At Bitly, Smith said the setup is unique, in that the data scientists "are off in our corner hacking the data," while the engineering and business teams work on their own initiatives. An analyst, she said, works between groups, creating visualizations like dashboards.
"I think right now, because it's a career field in its infancy, it lends to people who do a little of everything, and I like that," Smith said. "There's such a breadth of things I can do."
Still 'sexy' in the future?
The future of big data and data science is not yet clear, but it's a safe bet that the demand for data scientists isn't going to continue increasing 15,000 percent each year.
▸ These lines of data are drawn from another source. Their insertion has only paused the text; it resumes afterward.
PR #605, opened 2026-08-13
feat: HTTP ranged byte source with the request count asserted (#393 M1)

jdatcmd:
Implements milestone M1 of the #393 plan of record: the object-store module's first protocol, plain HTTP/1.1 ranged reads, with the request count **asserted, not reported** per the test spec agreed on the issue. Design: `design/ISSUE_393_M1_HTTP_SOURCE.md` (PR #604).

## What lands

- **Module HTTP client** (`objstore/columnar_objstore_module.c`): GET and HEAD over a nonblocking socket, every wait a `WaitLatchOrSocket` + `CHECK_FOR_INTERRUPTS` (no blocking syscall ever touches the socket — `SA_RESTART` makes a blocking recv un-cancellable), both Content-Length and chunked framing, bounded 16 KB head parse (NUL-bounded before any `strstr`), one reconnect on a stale keep-alive, sockets returned on abort via a resource-release callback.
- **Remote wiring in `pq_source_open`**: the "not implemented yet" error is replaced by `api->open` (HEAD supplies the length `ftello` supplied locally); the common footer path's error cleanup goes through `pq_source_close` so both transports unwind identically.
- **Prefetch window above the ABI** (`pq_source_prefetch`): one ranged GET per column chunk instead of two per page; dev GUC `pgcolumnar.objstore_buffered` so the suite measures both arms in one run.
- **`test/objstore_http_read.sh`** + logging Range fixture server (python stdlib): differential oracle, `K = 4 + G×chunks` asserted as equalities (28 full-width, 10 for 2-of-8, unbuffered 388), SQLSTATE failure taxonomy (08006 / 58P01 / 08P01), and a cancel arm against a mid-body stall (~2 s against a 300 s stall).

## Proofs

- **RED first**: on main the suite fails every remote arm with today's 0A000; recorded before any implementation.
- **Removal proof 1**: delete the prefetch call → buffered arm counts 388 (equal to unbuffered), the three arm-B checks go red.
- **Removal proof 2**: delete `CHECK_FOR_INTERRUPTS` from the wait loop → both arm-D cancel checks go red.
- The RED run also exposed a vacuous pass in my own suite (Range-audit over an empty log); it is premise-guarded now.

## Verification

- 18/18 on **PG17** (my lane), **PG18**, **PG19**.
- **ASAN+UBSAN gate** (`test/run_san.sh`, pg18_san): `objstore_http_read` and `objstore_module` both pass.
- Five neighbouring parquet suites green on PG17 (`objstore_module`, `native_parquet_fdw`, `parquet_import`, `parquet_export`, `native_read_parquet`).
- `-Wshadow -Werror` clean, including a drive-by rename of the pre-existing `text` shadow in the Hive partition decode (only file this PR already touches).

## Scope guard

`https://` and `s3://` still report unsupported by design (M3/M2). No ListObjectsV2, no globs, no retries beyond one reconnect, no FDW streaming change. Known M1 limitation, stated in code: DNS resolution for non-literal hosts is synchronous.

Closes nothing by itself; #393 continues with M2 (SigV4, integration against the `garage-26-04` endpoint), M3 (TLS), M4 (validator split).

### DIFF
--- a/objstore/columnar_objstore_module.c
+++ b/objstore/columnar_objstore_module.c
@@ -5,57 +5,762 @@
  * Loaded on demand by PgColumnarObjStoreGet, never preloaded. See
  * src/columnar_objstore.h for why it is a separate library and for the ABI.
  *
- * This commit establishes the module, its build, and the ABI. The protocol
- * itself arrives next: a range GET over HTTP/1.1 driven from a WaitEventSet, then
- * SigV4 signing, then TLS. Until then every scheme reports unsupported, which is
- * a better failure than the reader silently treating an s3:// URL as a filename.
+ * M1 scope (design/ISSUE_393_M1_HTTP_SOURCE.md): plain-HTTP/1.1 ranged reads,
+ * exact object keys only. GET and HEAD are the whole request set. SigV4 (M2)
+ * and TLS (M3) layer on top of the same transport; https:// and s3:// report
+ * unsupported until then, which is a better failure than a cleartext fallback.
+ *
+ * Transport rules, which are constraints rather than style:
+ *
+ * - No blocking syscall ever touches the socket. The backend's signal handlers
+ *   are installed with SA_RESTART, so a blocking recv would resume around a
+ *   query cancel instead of failing with EINTR; the tree documents the same
+ *   failure shape for FIFOs (columnar_parquet_reader.c, pq_path_is_candidate).
+ *   Every wait is WaitLatchOrSocket + CHECK_FOR_INTERRUPTS, which is what makes
+ *   statement_timeout able to get the backend back mid-transfer.
+ *
+ * - A server that answers a Range request with 200 is an error, never a silent
+ *   whole-object read: the caller sized its buffer for `n` bytes, and "the
+ *   wrong bytes quietly" is the failure mode this tree keeps deciding not to
+ *   ship.
+ *
+ * - Sockets are cleaned up on abort through a resource-release callback over
+ *   the open-handle list. The invariant that makes close-all-on-abort correct:
+ *   no handle survives its statement (every reader materializes and closes
+ *   before returning), so a live handle during an abort belongs to the
+ *   statement being aborted.
  *-------------------------------------------------------------------------
  */
 #include "postgres.h"
 
+#include <arpa/inet.h>
+#include <errno.h>
+#include <fcntl.h>
+#include <netdb.h>
+#include <netinet/in.h>
+#include <netinet/tcp.h>
+#include <sys/socket.h>
+#include <unistd.h>
+
 #include "fmgr.h"
+#include "lib/ilist.h"
+#include "lib/stringinfo.h"
+#include "miscadmin.h"
+#include "storage/fd.h"
+#include "storage/latch.h"
+#include "utils/memutils.h"
+#include "utils/resowner.h"
+#include "utils/wait_event.h"
+
 #include "columnar_objstore.h"
 
 PG_MODULE_MAGIC;
 
 PGDLLEXPORT const PgColumnarObjStoreApi *pgcolumnar_objstore_init(void);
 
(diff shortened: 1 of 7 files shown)


OffgridwithJD (approved):
## Approve. Suite green on pg18a and I reproduced the load-bearing removal proof independently.

Checked out the PR head, built the module + extension through the harness on
**pg18a (assert)**, ran `objstore_http_read` — **18/18** — and re-derived arm B's
numbers rather than reading them: buffered full-width **28**, 2-of-8 **10**,
unbuffered **388**, ratio 0.07x. K = 4 + G×cols holds exactly.

### The removal proof, reproduced on my own edit

I neutered `pq_source_prefetch` with an early `return` (the "delete the call"
proof, one line) and reran:

```
FAIL  B: buffered full-width requests: got [388] want [28]
FAIL  B: buffered 2-col requests:      got [100] want [10]
FAIL  B: buffered/unbuffered ratio:    1.00x exceeds 0.1x (a=388 b=388)
```

The buffered count collapses to the unbuffered count with the window gone — so
the window is load-bearing and the asserted K is a real measurement, not an
artifact of the assertion. This is the property that makes arm B worth having,
and it survives an independent hand.

### Adversarial read of the HTTP client — no correctness defect found

Things I specifically tried to break, and why each holds:

- **Uninitialized new fields on the local path.** `win`/`winOff`/`winLen`/`api`
  are read by `pq_source_read`/`pq_source_prefetch` on every source, and the
  three callers stack-allocate `PqSource src;`. Safe because `pq_source_open`
  opens with `memset(src, 0, sizeof(*src))` (`:1655`) before any read — so the
  window check can't fire on garbage. Worth keeping that memset load-bearing in
  a comment if it isn't already; it is the thing standing between the local path
  and a wild `memcpy`.
- **Unbounded parse over the staging buffer.** Head capped at 16 KB, NUL-planted
  over the final LF before any `strstr`, chunk-size and chunk-header lines
  bounded, `status` read only after a `headEnd >= 12` guard. Clean.
- **Range ignored (200 for a ranged GET).** Refused with 08P01, connection
  dropped — the "wrong bytes quietly" failure this tree keeps declining to ship.
  Confirmed by arm C.
- **Cancel while wedged mid-body.** `WaitLatchOrSocket(... WL_LATCH_SET ...)` +
  `CHECK_FOR_INTERRUPTS` after every wait; `statement_timeout` sets the latch, so
  the wait returns and the cancel fires regardless of socket state. Arm D bounds
  it (measured well under the 10 s cap). The `OS_MAX_QUIET_SLICES` inactivity
  ceiling (60 s) is a separate, coarser backstop and correctly not the cancel
  path.
- **Stale keep-alive.** One reconnect, only when the connection had already
  served a request; a fresh connection failing before a status byte is an error.
  `os_request`'s `fresh || attempt > 0` gate is right.

### Two non-blocking notes

1. `os_read_head` calls `strstr(line, "chunked")` twice per Transfer-Encoding
   line (once to find, once to bound). Cosmetic; a single call into a local is
   marginally clearer. Not worth a revision on its own.
2. If a server sends **more** than Content-Length on a reused connection, the
   surplus corrupts the next head parse into a "did not answer HTTP" error
   rather than a targeted one. That is the acceptable direction (an error, never
   wrong bytes), and out of M1 scope — noting it only so it is a known edge, not
   a surprise, when M2's real endpoints arrive.

I ran the new suite and the removal proof on **pg18a only**. I did **not**
re-run the PG17/19 arms, the ASAN+UBSAN gate, or the five neighbouring parquet
suites — I am taking the PR's word that those are green, which is reasonable for
work that carries its own gate log, but it is the PR's evidence there, not mine.
The design (#604) I reviewed separately; the one finding there
(`write_record_batch`'s fwrite sites fall outside the cited range) is about #394
and does not touch this PR.

Approving on the read path, the reproduced removal proof, and the green suite.
I merge nothing.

Sullivan said data scientists are probably going to be a hot commodity for the next five to 10 years, and thinks the federal government – the biggest data producer in the world – will transition from contracting data scientists to growing their own. There is massive potential data scientists to help achieve real big data analytics successes in weather, healthcare and fraud data, and Sullivan said we've barely scratched the surface of what's possible so far.
At some point, Sullivan said insightful individuals may create new algorithms that combine complex analytics and "technology will commoditize analytics." If that happens – analytics for the masses – clever data scientists might actually think themselves out of jobs, but until that happens, expect to hear a lot more about data scientists. They are the new kids on the data block, but they're not leaving any time soon.
"The variety of data is exploding, the volume is exploding, and that's all new for us," Sullivan said. "In five years, we will probably be used to ever-increasing volumes of data, but right now, we're in that explosion period grappling with how to deal with it. Data scientists are going to play a big role in how to deal with it."